§ **ACTIVITY**
Write out the data below exactly, beginning with the first line and ending once the line that has "- [x] Remove Return Bounty Stake Checkbox" is written.

§ **EXERCISE DATA**
PR #2365, opened 2018-10-05
Fixing advanced payout - Default to Bountied Amount for Payment, etc.

Anish-Agnihotri:
##### Description

This PR resolves #2294 by introducing: 

1. Alerts upon advanced payment > 100%.
2. Automatic table altering upon X click. 
3. Other misc. payout preview cleaning (removing mentions of bounty stake, etc.).

[See it in action!](https://streamable.com/dirw9)

##### Checklist

- [x] Remove Return Bounty Stake Checkbox
- [x] Default all payments to pay from the Initial Funded Bounty Amount
- [x] Add an alert (bg color #E66700, #FFF for copy) when user exceeds 100% or Bountied value in ETH.
- [x] Add wallet information and overage amount to the alert.
- [x] Display the overage amount on the payout preview in #E66700
- [x] Remove refunded Eth
- [x] Remove mention of bounty stake
- [x] If multiple users have been added to the pay list, and a user is removed, the payout preview should reflect the removal.
- [x] This issue is tested

##### Affected core subsystem(s)

UI is the only core system affected, since all changes are aesthetic. 

##### Testing

Tested across two environments across two platforms (W10, Mojave). Feel free to test yourself as well.

##### Refers/Fixes

Fixes #2294.

PR #2386, opened 2018-10-09
Adding overage alert to advanced payout.

### LINKED ISSUE #2294: Advanced Pay Fix - Default to Bountied Amount for Payment, Add Guidance on Overage
### User Story

As a funder I'd like the advanced pay feature to be more intuitive and provide guidance on where funds are coming from.

### Description

Update the build so that:
- All funds come from the bountied amount.
- When overage is detected, an alert message notifies the user of the difference and where the funds will be paid from. This is not meant to be an error, but more of a warning.
- Clean up the Payout preview (remove confusing terms and unecessary information).

### Definition of Done

- [ ] Remove Return Bounty Stake Checkbox
- [ ] Default all payments to pay from the Initial Funded Bounty Amount

**Alert**
- [ ] Add an alert (bg color #E66700, #FFF for copy) when user exceeds 100% or Bountied value in ETH.
- [ ] Add wallet information and overage amount to the alert.

**Payout Preview**
- [ ] Display the overage amount on the payout preview in #E66700
- [ ] Remove refunded Eth
- [ ] Remove mention of bounty stake

**Other**
- [ ] If multiple users have been added to the pay list, and a user is removed, the payout preview should reflect the removal.

### Related Issues

This ticket is part of a series of fixes for Advanced Pay
- **[Issue 2215](https://github.com/gitcoinco/web/issues/2215)** Display Tooltip **Where is My Money Going** Bountied to XXX
- Default to Bountied Amount for Payment
- **[Issue 2240](https://github.com/gitcoinco/web/issues/2240)** Add Auto Complete & Make it clearer who I'm paying (verified/unverified)

### Design 
screen shot 2018-09-28 at 9 32 36 am

Anish-Agnihotri:
##### Description

This PR resolves #2294 by introducing: 

1. Alerts upon advanced payment > 100%.
2. Other misc. payout preview cleaning (removing refunded amount in payout preview).

[See it in action! Before new changes.](https://streamable.com/dirw9)

A lot of the changes that were made in the [last](https://github.com/gitcoinco/web/pull/2365) PR were addressed by @thelostone-mc in his PR introducing user profiles. Thus, code that I had previously written for that purpose (removing users, bounty stake, etc.) has been removed from this revised PR.

##### Checklist

- [x] Add an alert (bg color #E66700, #FFF for copy) when user exceeds 100% or Bountied value in ETH.
- [x] Add wallet information and overage amount to the alert.
- [x] Display the overage amount on the payout preview in #E66700
- [x] Remove refunded Eth
- [x] This issue is tested

UI is the only core system affected, since all changes are aesthetic. 

##### Testing

Tested across two environments across two platforms (W10, Mojave). Feel free to test yourself as well.

Currently, this PR is not functional since the Payout Preview paid and net values are broken (cc @thelostone-mc). Once that is functioning again this PR will be fully functional. 

##### Refers/Fixes

Fixes #2294.

### DIFF
--- a/app/assets/v2/js/pages/bulk_payout.js
+++ b/app/assets/v2/js/pages/bulk_payout.js
@@ -209,9 +209,23 @@ var update_registry = function() {
   var denomination = $('#token_name').text();
   var original_amount = $('#original_amount').val();
   var net = round(original_amount - tc, 2);
+  var over = round((original_amount - get_total_cost()) * -1, 4);
+  var addr = web3.eth.coinbase.substring(38);
 
   $('#total_cost').html(tc + ' ' + denomination);
   $('#total_net').html(net + ' ' + denomination);
+  $('#total_overage').html(over + ' ' + denomination);
+  $('#address_ending').html(addr + ' ');
+  $('#preview_ending').html(addr + ' ');
+  $('#preview_overage').html(over + ' ' + denomination);
+
+  if (over > 0) {
+    $('.overageAlert').css('display', 'inline-block');
+    $('.overagePreview').css('display', 'inline-block');
+  } else {
+    $('.overageAlert').css('display', 'none');
+    $('.overagePreview').css('display', 'none');
+  }
 
   let transactions = [];
 
--- a/app/dashboard/templates/bulk_payout_bounty.html
+++ b/app/dashboard/templates/bulk_payout_bounty.html
@@ -99,6 +99,14 @@
                   <input type="hidden" id="original_amount" value="{{ bounty.value_true }}">
                   <span id="token_name">{{ bounty.token_name }}</span>
                 </div>
+                <div class="w-100 overageAlert">
+                  <div>
+                    <img src="{% static "v2/images/warning.svg" %}">
+                  </div>
+                  <div>
+                    <p>{% trans "You have exceeded the bounty's funded amount. The difference of " %}<span id="total_overage"></span> {% trans "will be paid from your metamask wallet ending in ..." %}<span id="address_ending"></span></p>
+                  </div>
+                </div>
                 <div class="w-100 my-3">
                   <label for=bountyFulfillment>{% trans "Payout" %}</label>
                   <label id="tooltip">{% trans "Where is my Eth going? " %}<i class='fa fa-info-circle'></i></label>
@@ -108,7 +116,7 @@
                     </div>
                     <div class="mt-2" id="trans_preview">
                       <h5>{% trans 'Payout Preview' %}</h5>
-                      <p class="mb-0">{% trans 'Refunded' %}: <span id="total_returned">{{ bounty.value_true }} {{ bounty.token_name }}</span></p>
+                      <p class="mb-0 overagePreview"><strong><span id="preview_overage"></span>{% trans ' to be paid from wallet ending in ...' %}<span id="preview_ending"></span></strong></p>
                       <p class="mb-0">{% trans 'Paid' %}: -<span id="total_cost"></span></p>
                       <p class="mb-0">{% trans 'Net' %}: <span id="total_net"></span></p>
                       <p class="mt-1 mb-0">{% trans 'Transactions:' %}</p>
@@ -215,7 +223,36 @@
       .entry.active{
         background-color: #bbb;
       }
-
+      .overageAlert {
+        background-color: #E66700;
+        color: #FFF;
+        border-radius: 5px;
+        margin-top: 15px;
+        margin-bottom: 5px;
+        display: none;
+        padding-left: 15px;
+      }
+      .overageAlert > div:first-child {
+        width: 25px;
+        float: left;
+        padding-right: 10px;
+      }
+      .overageAlert > div:last-child {
+        width: calc(100% - 40px);
+        float: left;
+        margin-left: 15px;
+        padding-right: 15px;
+        padding-top: 6.5px;
+      }
+      .overageAlert > div:first-child > img {
+        width: 17px;
+        margin-top: 10px;
+      }
+      .overagePreview {
+        color: #E66700;
+        padding-bottom: 5px;
+        display: none;
+      }
     </style>
     {% include 'shared/bottom_notification.html' %}
     {% include 'shared/analytics.html' %}


Anish-Agnihotri:
CC @pinkiebell, @thelostone-mc, @mbeacom, @SaptakS, @PixelantDesign for re-review. 

Thanks :).

app/assets/v2/js/pages/bulk_payout.js
```diff
@@ -162,7 +162,7 @@ $(document).ready(function($) {
       <tr>
         <td class="pl-0 pb-0">
           <div class="pl-0">
-            <select id="username" onchange="update_registry()" class="username-search custom-select" style="width: 100%; margin-left: auto; margin-right: auto;"></select>
+            <select onchange="update_registry()" class="username-search custom-select" style="width: 100%; margin-left: auto; margin-right: auto;"></select>
```
thelostone-mc: thanks man ^_^

Anish-Agnihotri:
Just pushed out fix. Codecov error is not due to this edit. 

Let me know if it's good to go :).

mbeacom:
:star: PR built and available in a preview environment **gitcoinco-web-pr-2386** [here](http://web.jx-gitcoinco-web-pr-2386.ci.gitcoin.co)

app/dashboard/templates/bulk_payout_bounty.html
```diff
@@ -215,7 +223,36 @@ <h5>{% trans 'Payout Preview' %}</h5>
...
+      }
+      .overageAlert > div:first-child > img {
+        width: 17px;
+        margin-top: 10px;
+      }
+      .overagePreview {
+        color: #E66700;
+        padding-bottom: 5px;
+        display: none;
+      }
```
thelostone-mc: Looks like this is piling up @Anish-Agnihotri 
Could we push all the css into a new file  ? ^_^

app/dashboard/templates/bulk_payout_bounty.html
```diff
@@ -215,7 +223,36 @@ <h5>{% trans 'Payout Preview' %}</h5>
       .entry.active{
         background-color: #bbb;
       }
-
+      .overageAlert {
```
SaptakS: Hi @Anish-Agnihotri. Can you please move these styles and the other existing styles to a separate`.css` file? Else it's gonna add a lot of tech-debt later. Thanks in advance. :)

app/assets/v2/js/pages/bulk_payout.js
```diff
@@ -209,9 +209,23 @@ var update_registry = function() {
   var denomination = $('#token_name').text();
   var original_amount = $('#original_amount').val();
   var net = round(original_amount - tc, 2);
+  var over = round((original_amount - get_total_cost()) * -1, 4);
+  var addr = web3.eth.coinbase.substring(38);
 
   $('#total_cost').html(tc + ' ' + denomination);
   $('#total_net').html(net + ' ' + denomination);
+  $('#total_overage').html(over + ' ' + denomination);
```
SaptakS: This section I feel is unnecessary in case `over < 0` right? Since it will anyways be hidden. Can't we put this inside the condition check to optimize the code?

app/dashboard/templates/bulk_payout_bounty.html
Anish-Agnihotri: For sure, makes sense!

app/dashboard/templates/bulk_payout_bounty.html
Anish-Agnihotri: For sure, @thelostone-mc suggested the same :).

app/assets/v2/js/pages/bulk_payout.js
Anish-Agnihotri: That would be correct and it makes absolute sense to do so. I've restructured it in the new commit!

Anish-Agnihotri:
@thelostone-mc @SaptakS 

Feel free to re-review when you have time! Thanks :).

app/assets/v2/js/pages/bulk_payout.js
```diff
@@ -185,12 +185,12 @@ $(document).ready(function($) {
 });
 
 var get_total_cost = function() {
-  var num_rows = $('#payout_table tbody').find('tr').length;
+  var num_rows = $('#payout_table').find('tr').length;
```
thelostone-mc: @SaptakS @Anish-Agnihotri so would it make sense to keep `tbody` and set `i = 0` ?  Or meh not worth it  ?

`$('#payout_table')` -> first `tr` would be `thead`'s row 
`$('#payout_table tbody') ` -> first `tr` would be the row we need

app/assets/v2/js/pages/bulk_payout.js
```diff
@@ -185,12 +185,12 @@ $(document).ready(function($) {
...
   var total = 0;
   var i = 1;
```
thelostone-mc: do we need this ?

app/assets/v2/js/pages/bulk_payout.js
```diff
@@ -185,12 +185,12 @@ $(document).ready(function($) {
...
 
   for (i = 1; i < num_rows; i += 1) {
```
thelostone-mc: change to `for( let i = 0` ?

- Init `i` to 0 cause of [this](https://github.com/gitcoinco/web/pull/2386/files#r224689252) 
- declaring variable here as opposed to [L190](https://github.com/gitcoinco/web/pull/2386/files#r224689394)

Anish-Agnihotri:
@thelostone-mc 

Although I've restructured the commits to include `tbody`, I'm not really happy with where it went. `nth-child()` is a function that doesn't follow the usual `[0, 1, 2, 3]` scheme but rather `[1, 2, 3, 4]`. 

Because of that, simply changing the i variable to 0 would not work, since `nth-child(0)` would not work. But, if I made set `i = 1`, although `nth-child(1)` would work, it would break the function since `i < num_rows` would no longer be valid. 

The only way to fix this issue was to append `+1` to the `num_rows` variable, which would then allow you to use `i = 1` and receive `nth-child(1)`, `nth-child(2)`, and so on (since in this case `num_rows` would always be one more than `i`). 

Of course, this might actually be a more complicated solution than simply not using `tbody` in the first place.

I hope @SaptakS or you have some better idea at how to combat this, since this doesn't seem to be the easiest way to do this. Possibly my JS is just all over the place?

thelostone-mc:
Ah 😓 meh ! I'm good with what we have if that's the case

> nth-child() is a function that doesn't follow the usual [0, 1, 2, 3] scheme but rather [1, 2, 3, 4].

did now know about that 😅

SaptakS:
@Anish-Agnihotri can't you just do `i <= num_rows`? That way you don't have to hard code the +1 to the number of rows.
Secondly, I don't think nth-child is even needed. You can get all the rows by `var rows = $('#payout_table tbody').find('tr')`. Then you can just loop like `rows.forEach(function(row) { // code here });` . That way you can completely avoid using nth-child. Using nth-child is over engineering I feel.

Anish-Agnihotri:
Lol, I was completely overthinking myself. Thanks @SaptakS. I've pushed out the new (hopefully ready to merge, now) commit.

I realized that there was a lot of over-engineering and removed the need for `num_rows`, `i`, and the `nth-child` altogether. Now we are just going through a simple function that runs on `each` instance of `#payout_table tbody tr`.

Do you think this is a better idea?

app/assets/v2/js/pages/bulk_payout.js
```diff
@@ -185,21 +185,20 @@ $(document).ready(function($) {
...
+    var username = $(this).find('.username-search').text();
     var is_error = !$.isNumeric(amount) || amount <= 0 || username == '' || username == '@';
 
     if (!is_error) {
       total += amount;
     }
-  }
+  });
+
   return total;
```
SaptakS: @Anish-Agnihotri okay. Sorry but `.each()` function won't be very helpful here because callback functions will be executed asynchronously, and hence when you return total outside, no guarantee that it will give the total.

Something like this will be good.
```js
var rows = $('#payout_table tbody tr');
for (i = 0; i < rows.length; i += `) {
    var $rows = $(rows[i]);
    var amount = parseFloat($row.find('.amount').text());
    // and all the other code
}
return total;
```

Anish-Agnihotri: Ah, yes, async execution. Thanks for the reviews, always a good learning experience. Pushing it out according to your recommendation now.

app/assets/v2/css/bulk_payout_bounty.css
```diff
@@ -0,0 +1,122 @@
...
+  background-color: #E66700;
+  color: #FFF;
+  border-radius: 5px;
+  margin-top: 15px;
+  margin-bottom: 5px;
+  display: none;
+  padding-left: 15px;
+}
+
+.overageAlert>div:first-child {
```
pinkiebell: Cosmetic / Space to breath 😄 
`.overageAlert > div:first-child`

app/assets/v2/css/bulk_payout_bounty.css
```diff
@@ -0,0 +1,122 @@
...
+  width: 25px;
+  float: left;
+  padding-right: 10px;
+}
+
+.overageAlert>div:last-child {
```
pinkiebell: Same ^

app/assets/v2/css/bulk_payout_bounty.css
```diff
@@ -0,0 +1,122 @@
...
+  width: calc(100% - 40px);
+  float: left;
+  margin-left: 15px;
+  padding-right: 15px;
+  padding-top: 6.5px;
+}
+
+.overageAlert>div:first-child>img {
```
pinkiebell: Same ^

app/assets/v2/js/pages/bulk_payout.js
pinkiebell: Add `w-100 ml-auto mr-auto` to the class attribute and we can get rid of the `style=...` attribute. :)

app/assets/v2/js/pages/bulk_payout.js
```diff
@@ -185,14 +185,13 @@ $(document).ready(function($) {
...
-  var num_rows = $('#payout_table tbody').find('tr').length;
+  var rows = $('#payout_table tbody tr');
   var total = 0;
-  var i = 1;
 
-  for (i = 1; i < num_rows; i += 1) {
-    var $row = $('#payout_table tobdy').find('tr:nth-child(' + i + ')');
-    var amount = parseFloat($row.find('.amount').text());
-    var username = $row.find('.username-search').text();
+  for (i = 0; i < rows.length; i += 1) {
```
pinkiebell: Maybe we want to use let / ES5/6 style ? cc @thelostone-mc @SaptakS 
Like:
```
for (let i = 1; i < num_rows; i++) {
  let row = rows[i]; // XXX: Do we need $(rows[i])?
```

Anish-Agnihotri: I think Gitcoin is moving towards ES6 styling if I remember correctly, so I'd be glad to switch these over.

Anish-Agnihotri:
Thanks @pinkiebell for the review 🙌 ! Just pushed out new commit.

Anish

app/assets/v2/js/pages/bulk_payout.js
SaptakS: It's okay for now. We will anyways do a complete migration from old-school to ES6 soon.

Anish-Agnihotri:
🎉 Perfect! We should be good for merge then :)

app/assets/v2/js/pages/bulk_payout.js
arun1595: @SaptakS @Anish-Agnihotri Hey guys, chiming in to clarify something.

> Sorry but .each() function won't be very helpful here because callback functions will be executed asynchronously,

jQuery `each` function is _synchronous_. You can verify this by adding a `console.log(total)` after the `each` function call. You can also refer to [this](https://stackoverflow.com/questions/7371942/is-jquery-each-function-synchronous) SO thread for more information.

§ **EXERCISE RESULT**
PR #2365, opened 2018-10-05
Fixing advanced payout - Default to Bountied Amount for Payment, etc.

Anish-Agnihotri:
##### Description

This PR resolves #2294 by introducing: 

1. Alerts upon advanced payment > 100%.
2. Automatic table altering upon X click. 
3. Other misc. payout preview cleaning (removing mentions of bounty stake, etc.).

[See it in action!](https://streamable.com/dirw9)

##### Checklist

- [x] Remove Return Bounty Stake Checkbox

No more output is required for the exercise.